Il danno non viene più automaticamente identificato nella differenza tra attivo e passivo fallimentare, a meno che non si dimostri che il dissesto economico della società e il conseguente fallimento si siano verificati per fatto imputabile agli amministratori. Non è sufficiente, quindi, ai fini della configurabilità della responsabilità degli amministratori, addurre che l’evento dannoso è pari al disavanzo fallimentare, bensì occorre dimostrare non solo la specifica violazione dei doveri imposti dalla legge ma anche la correlazione tra tali violazioni e il pregiudizio arrecato alla società.
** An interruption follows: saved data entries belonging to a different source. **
PR #7664, opened 2021-08-31
feat(DB): adds location information to game objects 1/17

jamadaha:
## Changes Proposed:
- Adds map, zone, and area id to the first 5000 game objects

## Tests Performed:

- Verified that the correct amount of rows was changed — 4999 rows — as GUID 3716 is already correct
- Checked every 200'th game object location — should be fine as the data was gathered automatically.
- Spot checked some data points in newly inserted data, to make sure that it was inserted correctly

## How to Test the Changes:

1. Run SQL query
2. Should change 4999 rows (Missing 3716, as it's already correct)
3. Check some data points. No need to check all. (If you want to go ahead, but it would take 2h+)
4. Make certain that each map, zone, and area ID is in the correct column in DB

## Known Issues and TODO List:

- The data is imprecise, not as in wrong. Sometimes the area is set to the zone instead e.g. where it should say Ironforge it would instead say Dun Morugh. I don't why it does this, as it doesn't occur when manually checking the data.

## How to Test AzerothCore PRs
 
When a PR is ready to be tested, it will be marked as **[WAITING TO BE TESTED]**.

You can help by testing PRs and writing your feedback here on the PR's page on GitHub. Follow the instructions here:

http://www.azerothcore.org/wiki/How-to-test-a-PR

**REMEMBER**: when testing a PR that changes something **generic** (i.e. a part of code that handles more than one specific thing), the tester should not only check that the PR does its job (e.g. fixing spell XXX) but **especially** check that the PR does not cause any regression (i.e. introducing new bugs).

**For example**: if a PR fixes spell X by changing a part of code that handles spells X, Y, and Z, we should not only test X, but **we should test Y and Z as well**.

PR #7731, opened 2021-09-05
fix(DB): adds location information to game objects 2/17

jamadaha:
## Changes Proposed:
- Adds map, zone and area id to game objects
- This is a continuation of #7664 
## Tests Performed:

- Verified that the correct amount of rows was changed — 5000 rows
- Checked every 100'th game object location — should be fine as the data was gathered automatically.
- Spot checked some data points in newly inserted data, to make sure that it was inserted correctly

## How to Test the Changes:

1. Run SQL query
2. Should change 5000 rows
3. Check some data points. No need to check all. (If you want to go ahead, but it would take 2h+)
4. Make certain that each map, zone, and area ID is in the correct column in DB


Nyeriah:
How exactly are you extracting this information?

For example, **mapId** is not a cosmetic field, like the other two. It indicates where the object is supposed to be spawned. There's a quite significant difference between setting a GO to map 0 (Eastern Kingdoms) and 532 (Karazhan) https://github.com/azerothcore/azerothcore-wotlk/blob/7e2e6f8ee85f82f57a3c6e0f6f645b4c42292e7a/data/sql/updates/db_world/2021_09_13_08.sql#L1513

That introduce this issue: https://github.com/azerothcore/azerothcore-wotlk/issues/8319
And probably several others...

stoudtlr:
> How exactly are you extracting this information?
> 
> For example, **mapId** is not a cosmetic field, unlike the other two. It indicates where the object is supposed to be spawned. There's a quite significant difference between setting a GO to map 0 (Eastern Kingdoms) and 532 (Karazhan)
> 
> https://github.com/azerothcore/azerothcore-wotlk/blob/7e2e6f8ee85f82f57a3c6e0f6f645b4c42292e7a/data/sql/updates/db_world/2021_09_13_08.sql#L1513
> 
> That introduced this issue: #8319 And probably several others...
> 
> But without knowing how exactly you're extracting this information it's impossible to tell what to expect. For now I suppose those instance related objects need to be rechecked, if we're able to identify them

You confused me at first.
1. this PR didn't modify that GO
2. i didn't see any instances of double objects with any of the 50 that I tested
3. the issue you mentioned was opened a month before this was commited

I'm tracking now though.  :-)
It was PR#[ 7815](https://github.com/azerothcore/azerothcore-wotlk/pull/7815) that makes these same changes but to different GO's that you were referencing.  

You're right.  I reverted to a commit prior to that checked ingame and there was no double door.  Then manually edited that one GO and the double door appeared.
image

stoudtlr:
idk where i got the time from.  not enough coffee this morning i guess, but like i said, you're right.  It was one of the commits from this group of PR's that caused the issue.

jamadaha:
@Nyeriah @stoudtlr The manner of gathering was through a script that travels to all the gameobjects ingame, where it then writes ```.gps```. I didn't know this was anything but cosmetic for the gameobjects, just wanted it for grouping objects for queries in the DB.

Nyeriah:
> @Nyeriah @stoudtlr The manner of gathering was through a script that travels to all the gameobjects ingame, where it then writes `.gps`. Where the gm log file then contains all the information, which was then converted to CSV. I didn't know this was anything but cosmetic for the gameobjects, just wanted it for grouping objects for queries in the DB.

Cool, that explains why that gate showed up inside the instance. You get teleported inside of it once you try to port to it using .gob object. Thanks for the information.

It's great, really, but it would probably be best if it skipped altering mapId in the next iterations. I dare say mapId is something that can't be wrong, because once you set it to a certain value you already got in mind where exactly you want the object to be spawned.

Issue #6239, opened 2021-06-05
Minions not engaging in combat, again [$20]


arielcami:
**CURRENT BEHAVIOUR:**
- Pet isn't engaging in combat.

**EXPECTED BLIZZLIKE BEHAVIOUR:**
- Pets should rush right at it's master's attacker.

**STEPS TO REPRODUCE THE PROBLEM:**

1.   .go xyz -7702.6 -4217.43 9.76 1 5
2.   Stand 30 yards away.
3.  Attack Wastewander Shadow Mage, ignore his pet.

**EXTRA NOTES:**
-This issue has been addressed and merged in the past(#5166), but it's still not working in this particular case.
-Video:
https://user-images.githubusercontent.com/71854140/120896981-9e5ed900-c5e9-11eb-9cf5-c2ebb3444e6c.mp4

**AC HASH/COMMIT:**
- f819cf86fd7f

**OPERATING SYSTEM:**
-Win10 64bits

**MODULES:**
-No modules

<bountysource-plugin>

---
There is a [$20 open bounty](https://www.bountysource.com/issues/98988587-minions-not-engaging-in-combat-again) on this issue. Add to the bounty at [Bountysource](https://www.bountysource.com/?utm_campaign=plugin&utm_content=tracker%2F40032087&utm_medium=issues&utm_source=github).

Azcobu:
Confirmed on rev. f819cf86fd7f

https://user-images.githubusercontent.com/81782124/120897603-2a164b00-c666-11eb-8fad-595f853f74f4.mp4

Kitzunu:
That PR looks very hacky. That should be handled by the core, imagine if you had to add that to all minions/guardians' SAI

T1ti:
yes this should obviously be a general core fix

mserajnik:
Corresponding ChromieCraft issue: https://github.com/chromiecraft/chromiecraft/issues/862 (the PR that closes this issue should close that one too)

Kitzunu:
Also the one who fixes this should remove the hack fixes from the DB

syssneck:
This is still an annoying bug and makes warlock mobs way too easy to kill. Is someone on this, or can we maybe add a bounty for this?

Azcobu:
Agreed, this is coming up rather a lot and it's affecting quite a lot of summoner mobs. Tag added.

TheRiddermark:
[...]

PR #5166, opened 2021-04-06
fix(DB/smart_scripts): Minions not engaging

Stifler82:
## Changes Proposed:
-  Fixed SAI NPC: [Imp Minion](https://wowgaming.altervista.org/aowow/?npc=12922)
-  Fixed SAI NPC: [Voidwalker Minion](https://wowgaming.altervista.org/aowow/?npc=8996)

## Issues Addressed:
- Closes https://github.com/chromiecraft/chromiecraft/issues/266
- Closes https://github.com/azerothcore/azerothcore-wotlk/issues/4969
- Related PR https://github.com/azerothcore/azerothcore-wotlk/pull/4626 **(Little Correction of this PR)**

## Tests Performed:

- Tested in game and working
- Tested on Windows 10 (64)
- **Video Test:** [Npc Minions not Engaging](https://youtu.be/wXh_WH4I4PA)

## Known Issues and TODO List:

- [ ]
- [ ] 

## Target Branch(es):
- [x] Master

 
## How to Test AzerothCore PRs
 
When a PR is ready to be tested, it will be marked as **[WAITING TO BE TESTED]**.

You can help by testing PRs and writing your feedback here on the PR's page on GitHub. Follow the instructions here:

http://www.azerothcore.org/wiki/How-to-test-a-PR

**REMEMBER**: when testing a PR that changes something **generic** (i.e. a part of code that handles more than one specific thing), the tester should not only check that the PR does its job (e.g. fixing spell XXX) but **especially** check that the PR does not cause any regression (i.e. introducing new bugs).

**For example**: if a PR fixes spell X by changing a part of code that handles spells X, Y, and Z, we should not only test X, but **we should test Y and Z as well**.

PR #7836, opened 2021-09-12
fix(Core/Unit): Improve pets behavior

patou01:
Attacking pets does not put owner in combat and vice-versa.
This attempts fixing it.

Fixes issue AzerothCore #6239 / ChromieCraft 862

## Changes Proposed:
-  CombatStart() on a target with a pet will set the pet in combat 
-  CombatStart() on a target that is a pet will set the owner in combat

## Issues Addressed:

- Closes https://github.com/azerothcore/azerothcore-wotlk/issues/6239 

## Tests Performed:

- Tested in game, videos available: https://drive.google.com/drive/folders/1HBOJ1Qb-9YQcGCPLRHh8Qy1t2Y1EiG7k?usp=sharing 
- Moved to different zones with known pets to test behaviour in both directions (as the bug is symmetric)

## How to Test the Changes:

1. recompile core with change
2. Move to any mob with a pet and attack the pet or the owner in separate pulls. Example mobs are at positions:
.go -42.97 -2935.17 93.46
.go 1484.946045 -4852.268066 12.592702
.go xyz -7702.6 -4217.43 9.76 1 5
These are however mobs I have tested on
3. Both mobs should come each time.

- Confirm hunter pets have not been affected.
- Modify in case of multiple pets, I don't know if these mobs exist and couldn't figure it out with m_Controlled.
- **Is the logic right? This is my first time writing code for an emulator core and could not find the documentation I wanted. I highlight this here to avoid a non-working fix like https://github.com/azerothcore/azerothcore-wotlk/pull/5166, this needs a proper review.**
- The fix didn't work in Slave Pens (as per the last video), but I think the ray might not be considered as a controlled creature (DB error?). Input appreciated on that. I couldn't find a pack like this outside of these. Should I open an issue for these, or is my fix lacking?


Si1ker:
@patou01 https://github.com/azerothcore/azerothcore-wotlk/pull/5166/files
Seems a hack fix and not a proper one, also it helped manually with only the NPCs in the DB update, not all in the world.

Thanks for the contribution, let's wait for an additional tester to apply these changes at local and provide feedback.

Si1ker:
@azerothcore/testers

src/server/game/Entities/Unit/Unit.cpp
```diff
@@ -12734,7 +12734,31 @@ void Unit::CombatStart(Unit* target, bool initialAggro)
...
+                if (Unit* controlled = target->GetFirstControlled())
+                {
+                    controlled->SetInCombatWith(this);
+                    SetInCombatWith(controlled);
+                    controlled->AddThreat(this, 0.0f);
+                }
+            }
+
+            // if unit has an owner, put owner in combat.
+            if (Unit* enemyOwner = target->GetOwner())
```
Kitzunu, line 12749:
```suggestion
            if (Unit* targetOwner = target->GetOwner())
```

src/server/game/Entities/Unit/Unit.cpp
```diff
@@ -12734,7 +12734,31 @@ void Unit::CombatStart(Unit* target, bool initialAggro)
...
+            {
+                if (!(enemyOwner->IsInCombatWith(this)))
+                {
+                    /* warding off to not take over aggro for no reason
+                    Using only AddThreat causes delay in attack */
+                    if(!enemyOwner->IsInCombat())
+                        enemyOwner->ToCreature()->AI()->AttackStart(this);
```
Kitzunu, line 12756: brackets

Kitzunu (dismissed):

src/server/game/Entities/Unit/Unit.cpp
patou01: Changed in the new commit, as I couldn't figure out how to get the full change here.

src/server/game/Entities/Unit/Unit.cpp
patou01: Should be fixed. Shouldn't this be caught by a linter?

Helias (approved):

src/server/game/Entities/Unit/Unit.cpp
Kitzunu: probably

src/server/game/Entities/Unit/Unit.cpp
```diff
@@ -12734,7 +12734,33 @@ void Unit::CombatStart(Unit* target, bool initialAggro)
             if (target->IsPet())
                 target->ToCreature()->AI()->AttackedBy(this); // PetAI has special handler before AttackStart()
             else
+            {
                 target->ToCreature()->AI()->AttackStart(this);
+                // if the target is an NPC with a pet or minion, pet should react.
+                if (Unit* controlled = target->GetFirstControlled())
```
Kitzunu, line 12740: is there some better name to name it? like targetControlledUnit or something. imo controlled is just weird 🤷

stoudtlr:
Testing results:
Went to the Barrens and tested Razormane Hunters.  If I attacked the Razormane or his pet the other would start attacking.  Works as expected now.
Next went to the Blasted Lands to test Shadowsworn Warlocks.  When you attack the warlock his Voidwalker minion will NOT initially attack.  Voidwalker minion only starts to attack once Warlock uses all mana and moves within melee range or you move to within melee range.  Expected behavior is for Voidwalker to move to you.

From my limited testing this seems to have fixed pets, but minions might still need work.

Shadowsworn Warlocks can be found here:
.go -11486 -2691 7

patou01:
I suspect the issue you found is "good testing finds other bugs". While I can reproduce the issue, my best guess is that the link between the 2 is broken for the mob you found.

Here's my findings for now, but I'm very deep in unknown territory so someone who's good with databases could confirm.
Burning blade apprentice (3198) casts spell 12746 to summon a voidwalker of id 8996.
Shadowsworn Warlock (6008) casts spell 5108 to summon a voidwalker of id 8996. 8996 is defined in code as GENERIC_VOIDWALKER:
image

I suspect the cast of 5108 doesn't enable the link to the owner. Interestingly, 5108 is also showed on wowhead for a mob (defias conjurer, id 619) in Westfall, which doesn't use that spell on our server.

**It seems editing 5108 to 12746 in the smartAI for the shadowsworn warlock fixes the issue.** However, unless someone is good with that and can confirm that is the way to go, I will not include it here, that is because it is not a core fix.

However it highlighted another one, which is that social aggros aren't working properly with pets. So I'll do some more digging...

stoudtlr:
More testing and you are correct.  The voidwalker minions in Durotar DO attack as expected.  So it may be an unrelated issue I found with the Shadowsworn Warlock's and their minions.

However, please see if you can recreate this consistent crash I'm getting now.
1. create hunter character
2. level up to 10
3. do hunter quests to get tame, mend, feed, etc spells
4. tame a pet
5. wander around hostile area until your pet is attacked

If I am attacked first everything works fine, however, if enemy target my pet first instead of me instant crash of world server

patou01:
Potential root cause here (ToCreature() and AI() should be more guarded than that), but I need to look into it again tomorrow or later to confirm what's up.
```
    if (!targetOwner->IsInCombat())
    {
        targetOwner->ToCreature()->AI()->AttackStart(this);
    } 
```
Thanks for the report!

Si1ker:
We really need this PR asap.

Pets on current core not even engaging in combat by proximity as any hostile mob would do, also if master is attacked/killed it never gets in combat:
2021-09-14 22_19_01-World of Warcraft

This is on ChromieCraft, the AzerothCore's server.

patou01:
If it's urgent, I suggest doing it in 2 steps.

1) I fix the crash cause on this one and we merge
2) we figure out the pet not entering combat issue from social aggro and
make another PR

I'll try to update it tonight, but the issue has been known for months by
now, so...

patou01:
To the best of my knowledge, this last one addresses the issues we have.

However, I found other bugs for which I absolutely need some support because the aggro system seems to be... dogshit to me. Pets for some reason **do not aggro by range**. They will juts start chasing after you. CombatStart() does not seem to call AttackStart() and vice-versa. I really would need to understand how in the code:
- aggro distance is checked
- how a combat is started.

stoudtlr:
tested your latest commit and saw no issues.  Pets still attack and the crashes went away.  It's not my call, but I would agree with your recommendation of merging this and creating a new issue and pr for the other bugs that were found.  Your fix at least gets things heading in the right direction.

Si1ker:
image

Left: I'm the target at the pet but is not attacking me -> The owner is not even there.
Right: The pet whether is not around the owner or does not have an owner.

As no other contributor has any complaints about these changes, I'm approving this. Other issues related can be fixed along the way.

Si1ker (approved):

patou01:
@Si1ker , how should I proceed for the follow-up fix however? Do I make a new issue detailling the remaining issues? (It's mainly on social and distance aggro of pets). Thanks.

Si1ker:
> @Si1ker , how should I proceed for the follow-up fix however? Do I make a new issue detailling the remaining issues? (It's mainly on social and distance aggro of pets). Thanks.

@patou01  That's correct, new issues/PRs from here addressing directly the remaining stuff.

In altri termini, il danno arrecato dagli amministratori responsabili di violazioni della legge e dello statuto va debitamente provato e quantificato in relazione al concreto pregiudizio arrecato da ciascun atto di mala gestio. Può essere individuato in via presuntiva (art. 1226 c.c.) nella differenza fra attivo e passivo solo in caso di radicale impossibilità di ricostruire le vicende societarie per mancanza o assoluta inattendibilità delle scritture contabili, a condizione che sia allegato e dimostrato uno specifico inadempimento, imputabile all’amministratore, tale da determinare specifici effetti pregiudizievoli – c.d. “inadempimento qualificato” – che non può consistere nell’omessa tenuta delle scritture contabili, se è vero che la contabilità registra gli accadimenti economici che interessano l’attività dell’impresa, non li determina.
Impugnazione di delibera di revoca dell’amministratore di s.r.l.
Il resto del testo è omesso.